What you can't do is get hung up on the eye and the brain, and forget that the light came from somewhere. If the eye shuts down, the light is still there. If the television set breaks down, the signal is still there. If the brain shuts down, the soul is still there.
That's an outdoor philosophy. I can't prove it, but I've felt the cold and seen death, and it seems right to me. I recognize that it's subject to McGinn's problem -- that it is a sense that may simply be a quirk of the brain. Well, it may be. But so, as the man himself says, may be any other explanation.
A scientist, who spends his life in rooms, may come to love the rational too much. A man has a rational and an irrational side to his soul. The scientist, focusing so much on the one, may come to see the other as a liability, a quality to be overcome with data and analysis.
So it may be, in scientific questions.

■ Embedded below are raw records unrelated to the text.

PR #174, opened 2019-01-10
Update vendor and remove mocks

rossf7:
Removes all the mock_test.go files and updates the unit tests. This means we can vendor helmclient changes without needing to update all the mocks.


service/controller/chart/v1/resource/release/current_test.go
```diff
@@ -108,10 +108,14 @@ func Test_CurrentState(t *testing.T) {
 
 	for _, tc := range testCases {
 		t.Run(tc.name, func(t *testing.T) {
-			helmClient := &helmMock{
-				defaultReleaseContent: tc.releaseContent,
-				defaultReleaseHistory: tc.releaseHistory,
-				defaultError:          tc.returnedError,
+			var helmClient helmclient.Interface
```
rossf7: This is all just using apprclienttest and helmclienttest in the unit tests.

PR #185, opened 2019-01-25
Add EnsureTillerInstalled to status resource

rossf7:
I hit errors running chart-operator against a fresh cluster with no tiller installed. Adds a call to the status resource for `EnsureTillerInstalled` to fix this.

### DIFF
--- a/service/controller/chart/v1/resource/status/create.go
+++ b/service/controller/chart/v1/resource/status/create.go
@@ -21,6 +21,11 @@ func (r *Resource) EnsureCreated(ctx context.Context, obj interface{}) error {
 	releaseName := key.ReleaseName(cr)
 	r.logger.LogCtx(ctx, "level", "debug", "message", fmt.Sprintf("getting status for release %#q", releaseName))
 
+	err = r.helmClient.EnsureTillerInstalled(ctx)
+	if err != nil {
+		return microerror.Mask(err)
+	}
+
 	releaseContent, err := r.helmClient.GetReleaseContent(ctx, releaseName)
 	if helmclient.IsReleaseNotFound(err) {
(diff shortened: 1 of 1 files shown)


service/controller/chart/v1/resource/status/create.go
```diff
@@ -21,6 +21,11 @@ func (r *Resource) EnsureCreated(ctx context.Context, obj interface{}) error {
 	releaseName := key.ReleaseName(cr)
 	r.logger.LogCtx(ctx, "level", "debug", "message", fmt.Sprintf("getting status for release %#q", releaseName))
 
+	err = r.helmClient.EnsureTillerInstalled(ctx)
```
xh3b4sd: We should check how we can improve the implementation of `EnsureTillerInstalled`. It does A LOT of stuff and uses two backoffs to wait on different stages. 

* https://github.com/giantswarm/helmclient/blob/c93791a1e9e60a08f2ee48394d416a726c5e00f2/helmclient.go#L265
* https://github.com/giantswarm/helmclient/blob/c93791a1e9e60a08f2ee48394d416a726c5e00f2/helmclient.go#L336

This makes `chart-operator` resources block for too long. Instead we should try to initialize some action quickly and come back the next time and check how far we got. We should not block and wait. Just init, stop, come back, check again.

xh3b4sd: screenshot 2019-01-23 at 22 19 27

xh3b4sd: https://github.com/giantswarm/giantswarm/issues/5182

rossf7: Ack. Makes sense that this is what is slowing down chart-operator. cluster-operator also does this and in tenant clusters which likely makes it worse.

Thanks for creating the issue. Going with this for now. But we should fix as sadly we'll need to run Tiller for a while yet.

PR #188, opened 2019-01-28
Move chartconfig e2e tests

rossf7:
I need to add e2e test coverage for the new chart CRD. This moves the existing tests into a `chartconfig` directory. More refactoring will come in later PRs as chart CRs do not need to use CNR.


integration/setup/setup.go
```diff
@@ -32,7 +32,7 @@ func WrapTestMain(ctx context.Context, h *framework.Host, helmClient *helmclient
 		v = 1
 	}
 
-	err = helmClient.EnsureTillerInstalled(context.TODO())
+	err = helmClient.EnsureTillerInstalled(ctx)
```
rossf7: Using the context already passed to `WrapTestMain`.

PR #196, opened 2019-02-12
Revert "Set priority class for chart-operator pod (#195)"

rossf7:
Removes the priority class. chart-operator runs in control planes but is unused. The priority classes are missing so this broke and triggered alerts.

The issue I was trying to fix is a problem reported by @pipo02mix with tenant clusters. Due to cluster-autoscaler the chart-operator pod can be evicted as it misses the priority class.

But we don't need a fix until cluster-autoscaler ships. I'll reintroduce once we have a fix that works for tenants and control planes.

### DIFF
--- a/helm/chart-operator-chart/templates/deployment.yaml
+++ b/helm/chart-operator-chart/templates/deployment.yaml
@@ -29,7 +29,6 @@ spec:
           items:
           - key: config.yaml
             path: config.yaml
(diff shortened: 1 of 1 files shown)


rossf7:
FYI @giantswarm/team-spirit we need a fix for this before cluster-autoscaler ships.

Can we just create the priority classes for control planes? Seems like it would be useful there too.

PR #201, opened 2019-02-20
vendor: updated deps

rossf7:
Vendor the latest helmclient changes.


MarcelMue:
@rossf7 How did you vendor this? `dep fails for me when I try to run `dep ensure` on master

rossf7:
@MarcelMue What is the error? I don't remember having dep problems.

MarcelMue:
@rossf7 I just created a new PR with a vendor update https://github.com/giantswarm/chart-operator/pull/203

The problem was that the `gopkg.in/yaml.v2` version was not compatible with the one from microkit.
It should be fixed now.

rossf7:
Ack. Thanks for the explanation. I added the YAML support fairly recently but I didn't encounter this problem.

PR #1619, opened 2024-10-12
docker: Use equal sign syntax with ENV

rdmark:
In order to conform to new Docker syntax standards.


rdmark:
Fixed in https://github.com/Netatalk/netatalk/pull/1620

PR #1620, opened 2024-10-12
docker: use multistage build to isolate build from final image

cy384:
For those not familiar, Docker multistage builds reduce the size of the final image and keep a cleaner separation between build artifacts vs. what actually needs to be deployed.  The general idea is to build and then copy the artifacts into a fresh base.

In this case, it looks like this cuts the image size from ~300MB to ~120MB.

I'll note that I only did basic testing (seems fine), but if something's wrong, I would guess it's a missing dependency that wasn't declared explicitly before I changed the Dockerfile.

### DIFF
--- a/Dockerfile
+++ b/Dockerfile
@@ -1,6 +1,4 @@
-FROM alpine:3.20
-
-ENV LIB_DEPS \
+ARG RUN_DEPS="\
     acl \
     avahi \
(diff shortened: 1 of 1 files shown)


rdmark (approved):
Much more elegant solution, thank you!

PR #1626, opened 2024-10-13
Bring back custom icon option for Classic Mac OS

rdmark:
In addition to the ability to customize the icon, we bring back the logic that gives you a different default icon depending on whether the DSI or DDP transport layer is used.

String option `legacy icon' allows you to enable the custom icon by setting it to one of the below strings. Default value is a blank string, which will fall back to either the DSI or DDP icon.

The icon styles are brought back from the 2.x era icon.h. In the past the icon style was auto detected depending on your host OS, but now you are able to pick and choose. Available icon styles are:

- daemon (previously the only option)
- hagar
- declogo
- sunlogo
- globe


rdmark:
@NJRoadfan When you have the opportunity, may I ask you to test the AppleTalk transport layer icon? I don't have any AppleTalk systems handy at the moment (in the middle of being shipped across the world.)

NJRoadfan:
It does work. Note that if AppleTalk is enabled, it always overrides the ASIP icon with the classic AppleTalk style no matter how you connect.

rdmark:
@NJRoadfan Thanks for testing. Good to know that nothing is broken, although it was not exactly what I wanted to achieve. Will make another attempt in the future when I have AppleTalk machines again to test with.

NJRoadfan:
No need for an actual machine. You can test it with `asip-status -i`

rdmark:
asip-status only makes TCP requests though, doesn't it? So I cannot test the DDP-only scenario this way.

NJRoadfan:
The FPGetSrvrInfo packet is the same for both transports. That might need to change in the future though as some older clients are choking if a FPGetSrvrInfo packet exceeds 512 bytes. This is mostly because of the added AFP versions and UAMs reported by Netatalk.

PR #1627, opened 2024-10-13
meson: More robust Berkeley DB version detection

singular0:
In case unable to grep Berkeley DB version from header file, show warning and continue to next header file location


rdmark (approved):

rdmark:
I can see that the "ambiguous package" case on OpenBSD leads to a more helpful message with this change.

PR #1630, opened 2024-10-14
Add sdcard legacy icon style, and an ICN# data conversion script

rdmark:
Brand new `sdcard` legacy icon style, drawn by myself in ResEdit.

Also adding a utility Python script that takes a string of hexadecimal numbers (i.e. copy-pasted from ResEdit's hex editor) and spits out C code with the corresponding array of bytes for use in icon.h

image


rdmark:
> The format used in the Netatalk source is similar to XBM. See: https://thegogglesdonothing.com/archives/2012/02/netatalk_appleshare_finder_icons.shtml

TIL. The format for storing the bytes is truly identical. I doubt the bytes are the same though. ICN# is encoding a suite of differently sized bitmaps and masks.

PR #1634, opened 2024-10-15
Bundle the afptest test suite

rdmark:
To build the test suite, setup meson with `-Dwith-testsuite=true` (default:false). Then after compiling, enter the `build/test/testsuite` dir and execute the test binaries with parameters as described in the readme. Requires a running AFP server to test against, with users and shared volumes configured appropriately.

DONE

- Import the HEAD of https://github.com/Netatalk/afptest
- Write meson build scripts
- Clean up code
- benchmark tests working (lantest, speedtest)
- spectest works with AFP 2.x

TODO

- Refactor away local copies of afp.h / dsi.h / ea.h / exattr.c etc.
- Get spectest to work with AFP 3.x


rdmark:
@NJRoadfan FYI I got this working as well as before, namely functional `lantest` and `speedtest`.

However the most important `spectest` is constantly either segfaulting afpd or getting bad DSI responses. I tested with a 3.1 server as well so it's nothing we broke recently.

rdmark:
Progress. After cleaning up the code (resolving type safety warnings) the spectest started working. I had to disable two test modules that crashes the test suite. Main problem right now is that only AFP 2.x works. When using AFP 3.x there's an immediate `dsi_stream_read(0): EOF` error.

But I'm pleased to see 100+ passing tests, with a handful of gracefully failing ones.

rdmark:
Disabled 11 failing tests with https://github.com/Netatalk/netatalk/pull/1634/commits/80eed07de697cc77769f7d4d24c42161fcb6f916

Tests failing for unknown reasons were in categories: icon validation, dir params, Mac code page, forks.

Two tests were failing because of missing extension to type/creator mapping (i.e. via extmap.conf)

rdmark:
Attempted to set up GitHub workflow jobs to run the spectest as-is within a runner or Docker container. However this wasn't feasible, because there appears to be safeguards against running useradd. I think the proper approach will be to craft a netatalk-testsuite Docker container specifically for running spectest.

PR #1638, opened 2024-10-16
NULL pointer checks before calling bstring macros

rdmark:


rdmark:
These additional NULL checks don't actually silence the compiler warnings I set out to address.

Compare https://stackoverflow.com/questions/26508000/how-to-avoid-null-argument-where-non-null-required-compiler-warning

PR #1645, opened 2024-10-17
testsuite: Workaround for enabling AFP 3.x tests

rdmark:
The extended AFP login method is broken, so use the simple one even for AFP3 tests for now.

Also, throw error when AFP login fails, and disable broken AFP3 tests.


rdmark:
With this, the spectest suite (spectest+T2_spectest) is in a passing state, with 261 successful tests and takes 53s to run when testing a local afpd instance.

PR #1647, opened 2024-10-17
Fix papd PAPStatus string copy

NJRoadfan:
As per "Inside AppleTalk", the PAPStatus string can be a max of 255 characters, not 254 characters. The packed struct already accommodates the prefixed byte (`buf->buf_len`) containing the string length. This should silence the compiler error in papd encountered in: #1576


rdmark (approved):
This pacified the warnings, thanks!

I'm not against rationality, and I am eager to learn what new secrets science has to reveal.
But science has a place, and metaphysics another. Until and unless some future Einstein finds a way to transport these questions from the one realm to the other, we should approach them as whole men. That's a metaphysical position too -- a belief that the irrational part of us is valuable and vital, and something we should seek to involve in the most important questions of life.
I can't prove it, anymore than Pinker can prove the opposite. I invite the reader to follow Muir -- to camp rough in the high country -- to meet the brown bear of the forest -- and see if he still doubts it.
Perhaps it's only a trick of the brain that makes the man accept it. But perhaps that is the brain he was meant to have; perhaps that is the man he was meant to be.
Meant by whom? I don't know. But I have heard that a man can seek manifestations in the Sierra.